The National Archives has this detailed picture of foreign-born residents of London for tax reasons. In 1483, the Crown took an inquest of the City of London and the surrounding areas to find out who was liable to pay the ‘alien subsidy’. This tax was a two-shilling payment from every first-generation immigrant to the Crown, first granted to King Henry VI in 1440. Justices of the Peace and juries of local men were tasked with collecting the names of first-generation immigrants in their area who were subject to the tax.
The list of names, and in some cases occupations, gives us a sense of the diversity of medieval London. It includes 1,595 foreign-born individuals who were subject to the tax.
However, this extensive list only covers some of the immigrants in medieval London. Some notable immigrant communities successfully petitioned the Crown for an exemption from the tax. Italian merchants, Hanseatic merchants (members of the Northern European Hanseatic League, predominantly of German origin), and Castilian (Spanish) merchants were all exempt, as were those French people from parts of France that had formerly been subject to the English Crown, for example Normandy.
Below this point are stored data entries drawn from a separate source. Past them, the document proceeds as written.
PR #3551, opened 2026-02-13
Add new seed data for the Expo app

binary-koan:
# Description

This adds the necessary seed data and config to run the Expo app alongside Gumroad locally:

- Added a default `MOBILE_TOKEN` env var in development, matching the app's default config
- Added an `OauthApplication` for the app in development, matching the app's default config
- Added seeds for a few users and purchases that the app can use for e2e testing (separate from the current ones to avoid needing to reset the db - this way it's easier to leave them alone and use the existing seeds for developing the web app)

---

# AI Disclosure

Claude Opus 4.5 to generate an initial draft of the seed files.

### DIFF
--- a/.env.development
+++ b/.env.development
@@ -34,6 +34,7 @@ ANYCABLE_SECRET="anycable-local-secret"
 ANYCABLE_WEBSOCKET_URL="wss://cable.gumroad.dev:8081/cable"
 
 MOBILE_TOKEN=development-mobile-token
+MOBILE_API_OAUTH_APPLICATION_UID=MOBILE_DEVELOPMENT_CLIENT_kx3sRpN217qPwqk9s
 
 GOOGLE_CLIENT_ID=dummy_key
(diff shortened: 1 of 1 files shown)


binary-koan:
@gianfrancopiana _a Mind reviewing this?

.env.development
```diff
@@ -33,6 +33,8 @@ STRONGBOX_GENERAL_PASSWORD="1234"
 ANYCABLE_SECRET="anycable-local-secret"
 ANYCABLE_WEBSOCKET_URL="wss://cable.gumroad.dev:8081/cable"
 
+MOBILE_TOKEN=development-mobile-token
+
```
gianfrancopiana, line 38: Should we also set `MOBILE_API_OAUTH_APPLICATION_UID` here? Without it, `User#invalidate_active_sessions!` won't revoke Expo app tokens in development.

PR #3558, opened 2026-02-13
Allow suspended for TOS users to access Tax Center and Customer page

nyomanjyotisa:
Resolves https://github.com/antiwork/gumroad-private/issues/125

# Description

- Add `skip_before_action :check_suspended` to `TaxCenterController` and `CustomersController` so that TOS-suspended users can view their tax documents, download tax forms, and access their sales/customers page.
- Refactor the suspension bypass from a centralized guard in `check_suspended` to per-controller `skip_before_action` declarations for `BalanceController`, `Settings::MainController`, `Payouts::ExportablesController`, `Payouts::ExportsController`, `TaxCenterController`, and `CustomersController`.

Note: Users suspended for fraud are not able to access these pages since they cannot log in. Ref https://github.com/antiwork/gumroad-old/pull/9043#discussion_r159403016

---

# Before/After

## Before

https://github.com/user-attachments/assets/34cbfe94-f5b5-40c1-ab66-92523c4ec017

## After

https://github.com/user-attachments/assets/e439ca36-c05f-4e15-a762-db12e2338249

---

# Test Results

## Before fix
image

## After fix
image

---

# AI Disclosure

Claude Opus 4.6 for code generation. All code self reviewed.

### DIFF
--- a/app/controllers/application_controller.rb
+++ b/app/controllers/application_controller.rb
@@ -259,7 +259,6 @@ class ApplicationController < ActionController::Base
     end
 
     def check_suspended
-      return nil if request.path.in?([balance_path, settings_main_path]) || params[:controller].in?(%w[payouts tax_center])
       return head(:ok) if !request.format.html? && !request.format.json?
 
       respond_to do |format|
--- a/app/controllers/balance_controller.rb
+++ b/app/controllers/balance_controller.rb
@@ -2,6 +2,7 @@
 
 class BalanceController < Sellers::BaseController
   layout "inertia", only: [:index]
+  skip_before_action :check_suspended
 
   def index
     authorize :balance
--- a/app/controllers/customers_controller.rb
+++ b/app/controllers/customers_controller.rb
@@ -3,6 +3,7 @@
 class CustomersController < Sellers::BaseController
   include CurrencyHelper
 
+  skip_before_action :check_suspended
   before_action :authorize
   before_action :set_on_page_type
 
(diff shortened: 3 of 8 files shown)


app/controllers/application_controller.rb
```diff
@@ -259,7 +259,7 @@ def invalidate_session_if_necessary
     end
 
     def check_suspended
-      return nil if request.path.in?([balance_path, settings_main_path]) || params[:controller] == "payouts"
+      return nil if request.path.in?([balance_path, settings_main_path]) || params[:controller].in?(%w[payouts tax_center])
```
EmCousin: I would advise against guard clauses here and recommend using a `skip_before_action :check_suspended` in `TaxCenterController` instead. It is more consistent with what already exists in `DashboardController`, `LibraryController`, `ConsumptionAnalyticsController`, and `MediaLocationsController`, and reduces tight coupling in `ApplicationController`.

Also, `params[:controller] == "payouts"` might be dead code, there is no top-level `PayoutsController` as far as I know - they are all nested under namespaces like `admin` or `api/v2` so this can never be true. Can you check this can be removed?

Ideally, we should do the same thing for `BalanceController` and `Settings::MainController`, but that's not in the scope of this issue. It would be worth adding a TODO comment though. Last, we use Pundit for access rights management so ultimately we should migrate that code to a Policy, but again, out-of-scope here.

nyomanjyotisa: Actually `params[:controller] == "payouts"` is not dead code, it correctly allows access for suspended users to the payouts page and other actions on the payouts page through `Payouts::ExportablesController` and `Payouts::ExportsController`

But otherwise, removed the `return nil if request.path.in?([balance_path, settings_main_path]) || params[:controller] == "payouts"` guard and added `skip_before_action :check_suspended` to each controller instead

Also, as per https://github.com/antiwork/gumroad-private/issues/125#issuecomment-3901214875, added the customers page to the allow list

PR #3233, opened 2026-01-29
 migrate communities page to Inertia

dluffy56:
## Issue: #3045
Previous PR: #3095

# Description
Migrated Communities from internal API controllers and server-side React to Inertia controllers and React components. Removed obsolete API endpoints and server components, updated navigation, and refactored the frontend to use Inertia state and actions.

## Problem
The previous Communities implementation relied on internal APIs and server-side React, leading to duplicated logic and higher maintenance cost. The legacy endpoints and components were no longer needed.

## Solution
- Deleted internal API controllers for communities, chat messages, last-read messages, and notification settings
- Removed server-side React components and loader logic 
- Added Inertia controllers for community actions 
- Refactored React components to use Inertia state and navigation
- Removed all API calls to the deleted endpoints
---
### Bug                                                                                                                                                    
Inertia's `InfiniteScroll` component has a scroll preservation bug: `restoreScrollPosition` (in `@inertiajs/core`) fires via `requestAnimationFrame` and calls `scrollTo` with a stale negative offset, undoing any correct scroll adjustment when older messages are prepended.

### Approach
A `MutationObserver` adjusts `scrollTop` immediately on DOM mutation, and a `scrollTo`  intercept on the chat container blocks Inertia's bogus negative-value resets. This lets  InfiniteScroll work correctly for reverse-chronological chat without needing a `reverse` prop.

# Before/After
## Before 

[Screencast from 2026-02-06 21-19-05.webm](https://github.com/user-attachments/assets/5e7c2123-7d7b-4560-bcef-f014e1b6389b)

## After

[Screencast from 2026-02-06 19-49-29.webm](https://github.com/user-attachments/assets/f8e27f75-3a33-46e7-b78f-5c15be5b7eb0)

### Live Chat

[Screencast from 2026-02-06 19-58-02.webm](https://github.com/user-attachments/assets/29dcac2c-83b0-4752-99ac-ed396dd88e89)

### Infinity-Scroll Test (fixed!)

[Screencast from 2026-02-06 19-52-17.webm](https://github.com/user-attachments/assets/751c5796-568d-423b-aeea-817eba9af78a)
 

---

# Test Results 
- spec/controllers/communities_controller_spec.rb
- spec/controllers/communities/chat_messages_controller_spec.rb
- spec/controllers/communities/last_read_chat_messages_controller_spec.rb
- spec/controllers/communities/notification_settings_controller_spec.rb
- spec/channels/community_channel_spec.rb
- spec/channels/user_channel_spec.rb
[...]

PR #3559, opened 2026-02-13
Fix: Preserve chat scroll after message actions

dluffy56:
ref: #3045, #3233 

# Description
  Community chat messages reset when performing actions (delete, send, update) after scrolling up through paginated history

## Problem
Mutations (send/delete/update message) used only: [] which Inertia treats as a full visit, `[].length === 0` then `isPartial()` returns false. The 303 redirect response replaces all props, including messages, wiping out InfiniteScroll's accumulated pages and resetting to a single page.

## Solution
- Changed `only: []` to `except: ["messages"]` on all three mutation handlers so Inertia treats them as partial visits and preserves the existing messages prop. 
- Also moved `scrollTo` in `sendMessage` to fire immediately instead of waiting for the server round trip, and 
- Added `showProgress: false` to avoid the progress bar flash on chat actions.
-  Added `preserveUrl: true` to `markAsRead` to prevent the browser URL from changing on background visits, which could cause a `RecordNotFound` error on refresh.
---

# Before/After
## Before
[Screencast from 2026-02-13 13-33-28.webm](https://github.com/user-attachments/assets/30a09ced-50f8-4739-8e10-84318b58f6d8)

## After 

[Screencast from 2026-02-13 11-34-27.webm](https://github.com/user-attachments/assets/85bf2a45-bd42-460e-9652-e82a809e744c)

### Notification Settings
[Screencast from 2026-02-13 15-38-17.webm](https://github.com/user-attachments/assets/066d0e75-228e-42c2-9376-83b97f5bf0b0)

---

# Test Results
### Tested all related specs

Screenshot from 2026-02-13 09-39-50

---

# Checklist

---

# AI Disclosure

Used Claude Opus 4.6 to review and refine the changes. All modifications were implemented and tested manually.

### DIFF
--- a/app/javascript/pages/Communities/Index.tsx
+++ b/app/javascript/pages/Communities/Index.tsx
@@ -205,7 +205,7 @@ function CommunitiesIndex() {
       if (searchParams.has("notifications")) {
         searchParams.delete("notifications");
         const newUrl = `${window.location.pathname}${searchParams.size ? `?${searchParams.toString()}` : ""}`;
-        window.history.replaceState({}, "", newUrl);
+        router.replace({ url: newUrl, preserveState: true });
         setShowNotificationsSettings(true);
       }
     }


app/javascript/pages/Communities/Index.tsx
```diff
@@ -320,14 +321,16 @@ function CommunitiesIndex() {
...
       },
     }));
+    
+    scrollTo({ target: "bottom" });
+    setShowScrollToBottomButton(false);
 
     messageForm.post(Routes.community_chat_messages_path(selectedCommunity.id), {
       preserveScroll: true,
-      only: [],
+      except: ["messages"],
```
dluffy56, line 332: - `only: []` was treated as a full visit by Inertia. After the 303 redirect, the server returned a fresh messages prop, which replaced everything `InfiniteScroll` had accumulated. This caused the chat to reset to page 1 after any mutation.
- Switching to `except: ["messages"]` makes it a partial visit. Inertia skips updating the messages prop, preserving the paginated history already loaded by `InfiniteScroll`

app/javascript/pages/Communities/Index.tsx
```diff
@@ -320,14 +321,16 @@ function CommunitiesIndex() {
...
+      showProgress: false,
```
dluffy56, line 333: Noticed that after the merge of #3536, the progress bar was appearing for `non-GET` requests as well. Added `showProgress: false` for the relevant mutations to prevent the progress indicator from flashing during chat actions

app/javascript/pages/Communities/Index.tsx
```diff
@@ -218,6 +218,7 @@ function CommunitiesIndex() {
           { message_id: messageId },
           {
             preserveScroll: true,
+            preserveUrl: true,
```
dluffy56, line 223: Added `preserveUrl: true` to `markAsRead` since it’s a background side-effect and should not affect browser history or the current URL. This ensures the user stays on the same page while the request runs

dluffy56:
@EmCousin could you please take a look at this when you get a chance? Thanks! 
Noticed this behavior too late, Sorry about that!  
~~Seems like the issue is also with notification settings too, working on this!~~ fixed!

EmCousin:
@dluffy56 some tests are failing, please check

dluffy56:
@EmCousin  Only communities_spec.rb - notifications modal test is related. The other failures are unrelated  flaky tests.            
                                                                                                                                                                            
 The issue was `router.reload` with `except: ["messages"]` creates a partial Inertia visit. Partial visits merge props, giving `selectedCommunity` a new object reference that re-triggers the `useEffect`. Since `?notifications` was never stripped from the URL, this created an infinite loop of Inertia requests  causing  to time out.

 and  the original `only: []` had the same underlying bug - never stripping `?notifications`, but was flaky rather than consistently failing due to different timing with full visits

replaced `router.reload` with `window.history.replaceState` to actually strip `?notifications` from the URL

  Tested the spec and ui locally multiple times -  works fine.

app/javascript/pages/Communities/Index.tsx
```diff
@@ -203,7 +203,9 @@ function CommunitiesIndex() {
     if (selectedCommunity) {
       const searchParams = new URLSearchParams(window.location.search);
       if (searchParams.has("notifications")) {
-        router.reload({ only: [], replace: true });
+        searchParams.delete("notifications");
+        const newUrl = `${window.location.pathname}${searchParams.size ? `?${searchParams.toString()}` : ""}`;
+        window.history.replaceState({}, "", newUrl);
```
EmCousin: @dluffy56 Would this work?
```suggestion
        router.replace({ url: newUrl, preserveState: true })
```

dluffy56: @EmCousin my bad! this works!!

dluffy56:
@EmCousin all tests pass!

EmCousin:
Thanks @dluffy56 !

PR #3580, opened 2026-02-13
ix: Prevent NotFoundError in Chrome during cover upload

sayandeepdas02:
Chrome was throwing a `NotFoundError: Failed to execute 'removeChild' on 'Node'`
when uploading a cover file. The issue occurred because the file input
was synchronously unmounted when `isUploading` became true, causing a race
condition during the file selection lifecycle.

This patch keeps the file input mounted and toggles its visibility
using CSS instead of conditionally unmounting it. This prevents the
DOM removal race condition while preserving existing behavior.

Verified in Chrome and Edge. No regressions observed.

### DIFF
--- a/app/javascript/components/ProductEdit/ProductTab/CoverEditor.tsx
+++ b/app/javascript/components/ProductEdit/ProductTab/CoverEditor.tsx
@@ -154,89 +154,88 @@ const CoverUploader = ({
   };
 
   return isSelecting ? (
-    isUploading ? (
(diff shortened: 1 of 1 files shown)


nyomanjyotisa (commented):
Please follow our contributing guidelines
https://github.com/antiwork/gumroad/blob/main/CONTRIBUTING.md
https://github.com/antiwork/.github/blob/main/CONTRIBUTING.md

Issue #3448, opened 2026-02-09
ChurnChart tooltip  causing overflow on last data point


abhix4:
when hovered on the last data point at Churn chart, the tooltip is causing screen overflow.

<img width="1852" height="972" alt="image" src="https://github.com/user-attachments/assets/25e66cb4-d4a5-4e37-a17e-28876edcc420" />

PR #3601, opened 2026-02-15
fix: prevent tooltip overflow on last data point (#3448)

Shine2099:
## Summary
Fixes issue #3448 where the ChurnChart tooltip causes screen overflow when hovering over the last data point.

## Changes
- Added boundary detection in  to prevent tooltip from overflowing the container edges
- Tooltip now adjusts its position when too close to the left or right edge

## Testing
- The fix constrains the tooltip position within the chart container boundaries
- Works for both left-edge and right-edge cases

### DIFF
--- a/app/javascript/components/Analytics/useChartTooltip.ts
+++ b/app/javascript/components/Analytics/useChartTooltip.ts
@@ -1,6 +1,7 @@
 import * as React from "react";
 
 const Y_OFFSET = 16;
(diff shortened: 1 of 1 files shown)


nyomanjyotisa (changes requested):
Please follow contributing guidelines 
https://github.com/antiwork/gumroad/blob/main/CONTRIBUTING.md
https://github.com/antiwork/.github/blob/main/CONTRIBUTING.md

Considering all of these people, the resident immigrant population of London at this time was around 6% of the city's population.
Sometimes, these tax records are the only record we have of these people. For Benedict and Antonia, we can only speculate why and how they came to London and whether they came from what we would now recognise as India or somewhere else to the east of the Mediterranean.
In some cases, though, we have other traces of these foreign-born residents in the archives. For example, the Roman Nichodeus Trumpet was, as his name suggests, a trumpeter. In the Great Wardrobe account with the costs for Richard III’s coronation, which took place on 6 July 1483, we have a record of a minstrel called Nichodemus being granted red cloth to make new clothes for his participation in the ceremony.